Появление старичка нагнало на Пепку целый строй новых мыслей и чувств. Он просто бредил наяву и не дал мне спать целую ночь.
– В самом деле, Вася, поезжай домой. Право, лучше будет… Разве мы здесь живем? Так, призрак какой-то, кошмар… Там придешь в себя и будешь работать по-настоящему. Столицы только берут все от провинции, а сами ничего не дают. Это несправедливо… А провинция, брат, – все. Помнишь былину об Илье Муромце: как упадет на землю, так в нем силы и прибавится. В этом, брат, сказалась глубокая народная мудрость: вся сила из родной земли прет. Так-то! – Подумав немного, Пепко неожиданно даже для себя прибавил: – А что, если бы у этого иконописного старца занять рупь серебра?
Дня через два старичок опять пришел. Он был озабочен какими-то делами, и Пепко в качестве юриста дал ему несколько хороших советов. Это их сблизило окончательно. Меня удивляло только одно, что Пепко хлопотал больше всего о моем отъезде. Меня это, наконец, возмущало. Какая ему в самом деле забота обо мне? Пусть едет сам, если нравится. С другой стороны, мысль о поездке занимала меня все больше и больше. Потянуло на родину… В течение последних трех лет я как-то редко думал на эту тему и все откладывал. Теперь уже нечего было ждать.
– В самом деле, Василий Иваныч, вот как махнем, – соблазнял меня старичок. – В лучшем виде… А как тятенька с маменькой обрадуются! Курса вы, положим, не кончили, а на службу можете поступить. Молодой человек, все впереди… А там устроитесь – и о другом можно подумать. Разыщем этакую жар-птицу… Хе-хе!.. По человечеству будем думать…
Еще накануне отъезда я не знал, уеду или останусь. Вопрос заключался в Аграфене Петровне. Она уже знала через сестру о моем намерении и первая одобрила этот план.
– Поезжайте, голубчик… – с твердостью уговаривала она. – Нужно все это кончить. Скучно будет, а все-таки лучше…
Что может быть грустнее таких прощальных разговоров? Я, кажется, еще никогда не чувствовал себя так скверно. Но нужно было решиться.
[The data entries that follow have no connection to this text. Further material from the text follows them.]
PR #1509, opened 2018-09-30
Re-write code logic of checking results of network mq change

pezhang:
1. Deprecate 'status' as a result condition for mq change function
2. Fix an function parameter error with using decode()

ID: 1626881

### DIFF
--- a/qemu/tests/mq_change_qnum.py
+++ b/qemu/tests/mq_change_qnum.py
@@ -29,30 +29,35 @@ def run(test, params, env):
         """
         Change queues number
         """
-        mq_set_cmd = "ethtool -L %s combined %d" % (ifname, q_number)
         if not queues_status:
             queues_status = get_queues_status(session, ifname)
 
-        if (q_number != queues_status[1] and q_number <= queues_status[0] and
-                q_number > 0):
-            expect_status = 0
-        else:
-            expect_status = 1
-
+        mq_set_cmd = "ethtool -L %s combined %d" % (ifname, q_number)
         status, output = session.cmd_status_output(mq_set_cmd, safe=True)
         cur_queues_status = get_queues_status(session, ifname)
-        if status != expect_status:
-            err_msg = "Change queues number failed, "
-            err_msg += "current queues set is %s, " % queues_status[1]
-            err_msg += "max allow queues set is %s, " % queues_status[0]
+
+        err_msg = ""
+        expect_q_number = q_number
+        if (q_number != queues_status[1] and q_number <= queues_status[0]
+                and q_number > 0):
+            if (cur_queues_status[1] != q_number
+                    or cur_queues_status[0] != queues_status[0]):
+                err_msg = "Param is valid, but change queues failed, "
+        elif cur_queues_status != queues_status:
+            if q_number != queues_status[1]:
+                err_msg = "Param is invalid, "
+            err_msg += "Current queues value is not expected, "
+            expect_q_number = queues_status[1]
+
+        if len(err_msg) > 0:
+            err_msg += "current queues set is %s, " % cur_queues_status[1]
+            err_msg += "max allow queues set is %s, " % cur_queues_status[0]
             err_msg += "when run cmd: '%s', " % mq_set_cmd
-            err_msg += "expect exit status is: %s, " % expect_status
+            err_msg += "expect queues are %s," % expect_q_number
+            err_msg += "expect max allow queues are %s, " % queues_status[0]
             err_msg += "output: '%s'" % output
             test.fail(err_msg)
-        if not status and cur_queues_status == queues_status:
-            test.fail("params is right, but change queues failed")
-        elif status and cur_queues_status != queues_status:
-            test.fail("No need change queues number")
+
         return [int(_) for _ in cur_queues_status]
 
     def get_queues_status(session, ifname, timeout=240):
--- a/qemu/tests/pktgen.py
+++ b/qemu/tests/pktgen.py
@@ -34,7 +34,7 @@ def run(test, params, env):
     external_host = params.get("external_host")
     if not external_host:
         get_host_cmd = "ip route | awk '/default/ {print $3}'"
-        external_host = process.system_output(get_host_cmd, shell=True)
+        external_host = process.system_output(get_host_cmd, shell=True).decode()
     vm = env.get_vm(params["main_vm"])
     vm.verify_alive()
     session = vm.wait_for_login(timeout=login_timeout)


pezhang:
Note: When setting  combined value same with original value, different platform has different return result 'status', some returns 0, some returns 1. So we should avoid using 'status' as a condition judgment for this situation. In this patch, we fixed this issue.

pezhang:
(1/1) Host_RHEL.m8.u0.qcow2.virtio_scsi.up.virtio_net.Guest.RHEL.8.0.x86_64.io-github-autotest-qemu.mq_change_qnum.change_qnum.under_pktgen.guest_guest.enable_msi: PASS (383.53 s)

 (1/1) Host_RHEL.m7.u6.qcow2.virtio_scsi.up.virtio_net.Guest.RHEL.7.6.x86_64.io-github-autotest-qemu.mq_change_qnum.change_qnum.under_pktgen.guest_guest.enable_msi: PASS (335.71 s)

qemu/tests/mq_change_qnum.py
```diff
@@ -33,26 +33,35 @@ def change_queues_number(session, ifname, q_number, queues_status=None):
...
-            test.fail("params is right, but change queues failed")
-        elif status and cur_queues_status != queues_status:
-            test.fail("No need change queues number")
+
+        if q_number == queues_status[1]:
+            if cur_queues_status != queues_status:
+                err_msg = "The queues number should not be changed,"
+                err_msg += "as original value is alreay equal to "
+                err_msg += "expected value."
+                test.fail(err_msg)
```
xiywang: I'm wondering whether we should use test.fail here.
Before a specific version(I cannot recall which one), no error returns even if the user want to change queues to a value it's already be.
I'd suggest that we only give log, not to fail the test.

pezhang: @xiywang Thanks for review.  You are right, some version return with error, some not. However, the queues should not be changed when setting a value it's already be, right? If it changes, no matter whether it returns error or not, it must be a  product bug. That's why we should use test.fail here. Do you agree?

xiywang: Say the current queue is 4, and the user want to change it to 4. In this circumstance, no matter the cmd line returns error or not, the operation is acceptable in my opinion. We only talk about the intention of the change.
The only thing that matters is, whether our product returns error or not. It if returns error, we can guess that it has some comparison like: if (exp_val == val) then print error log. And the previous one must be lack of this comparison.
In previous code, the queue did changed, to a value it was already be. But from the result perspective, did the value really changed? No, it does not. It's still 4. Not anything else, not 3 or 2. That 4 is what we expected. So we cannot say it's a product bug because the result is right. But a little off performance because a redundant cmd is executed.
In  conclusion, I do not think we should give test.fail. You can still correct me if you do not agree.

xiywang: Sorry, your code is right, we should fail the test.
But the log should not mention the value already was what we expected, that's misleading. Let's just tell user that the queue changed into wrong value.
The circumstance of this part is: let's assume that the old value is 4, we want to change it into 4 (line 39, check). But the current queue status is [3][4] (for eg) and we are expecting [4][4].
So the log of "The queue numbers are wrong, we are expecting [?][?], but the current value is [?][?]".
Is this more understandable?

pezhang: @xiywang  Sounds much better. I'll improve the log info later. Thanks a lot.

pezhang:
@xiywang updated. Could you please help to review again. Thanks a lot.

qemu/tests/mq_change_qnum.py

– Я всего на две недели, – говорил я, не знаю для чего. – Что я буду делать там, в провинции?
– Все-таки поезжайте… с богом.
Дебаркадер Николаевского вокзала. Паровоз уже пускает клубы черного дыма. Мой старичок ужасно хлопочет, как все непривычные путешественники. Меня провожают Пепко, Аграфена Петровна и Фрей. Пепко по случаю проводов сильно навеселе и коснеющим языком повторяет:
– Ты, землячок, поскорее к нашим полям возвратись… легче дышать… поклонись храмам селенья родного. О, я и сам уеду… Все к черту! Фрей, едем вместе в Сибирь… да…
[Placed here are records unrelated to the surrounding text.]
PR #1511, opened 2018-10-09
check_block_size: send key and restore var file for ovmf

vivianQizhu:
Otherwise the installation can not proceed in ovmf interface

id: 1611536

### DIFF
--- a/qemu/tests/cfg/check_block_size.cfg
+++ b/qemu/tests/cfg/check_block_size.cfg
@@ -31,6 +31,10 @@
                     cd_format_cd1 = ahci
                     cd_format_winutils = ahci
                     cd_format_unattended = ahci
+            ovmf:
+                restore_ovmf_vars = yes
+                Windows:
+                    send_key_at_install = ret
         - base:
             only 4096_4096
     variants:


yanan-fu:
@vivianQizhu  how do you think about add `check_block_size` in `guest-hw.cfg`, make it same with `unattended_install`.
And, i think other cases, such as `with_installation` may have the same problem.

vivianQizhu:
@yanan-fu I have thought about that, but considering the complex cfg order issue in tests-examples.cfg(which hard to fix but still need to fix some day...), I don't prefer that way to add subtest case name in shared/*.cfg files...

vivianQizhu:
@yanan-fu About with_installation cases, surely there are same issues, but many of them are not fully tested with ovmf, I have no confidence that there is no other issues related, so better handle them after we get the issues reported. Thanks.

yanan-fu:
@vivianQizhu yeah, this is a annoying problem. Considering changing cfg order in the future, make this modification in case cfg  is more clean.  It is ok for me too.

This problem only effect the cases that use `need_install = yes`, `check_block_size.4096_4096.base` doesn't have this problem. Move `restore_ovmf_vars = yes`  for ovmf  into variants `extra_cdrom_ks` is enough.

vivianQizhu:
@yanan-fu `restore_ovmf_vars = yes` actually has no much relations with this issue, I just hope these tests does not influence later test, so enable it for all the cases. Thanks.

yanan-fu:
@vivianQizhu  Although without `restore_ovmf_vars = yes`, these cases can work too.  But it is used to get a fresh fd **before** boot vm and do test,  not after test finished, so it can not avoid influence the later test. In my option, `base` don't have any difference.
I still think it is redundant for `base`.

vivianQizhu:
@yanan-fu Updated, thanks.

yanan-fu:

Второй звонок. Пепко отвел меня в сторону.
– Вот что, Вася… – заговорил он торопливо. – Помнишь, я тебе из Белграда тогда писал? Кончено, брат… Молодость кончена. Э, плевать… Я, брат, на себя крест поставил.
Третий звонок. У меня глаза затуманивает слезой, но я сдерживаюсь. У Пепки глаза тоже красные. Меня почему-то начинает разбирать злость.
Обер-кондуктор дает свисток. Я смотрю в окно вагона. Платформа точно дрогнула и поплыла назад, унося с собой Фрея, Пепку и Аграфену Петровну.
– Живио! – крикнул Пепко ни к селу ни к городу.
– Слава тебе, господи… – вслух молится мой старичок, откладывая кресты. – Донес бы господь живыми…
Скоро Петербург остался назади, а с ним осталась назади и «светлая юность»… Я думал о Пепке и чувствовал, как его люблю. Его дальнейшую историю расскажу как-нибудь потом.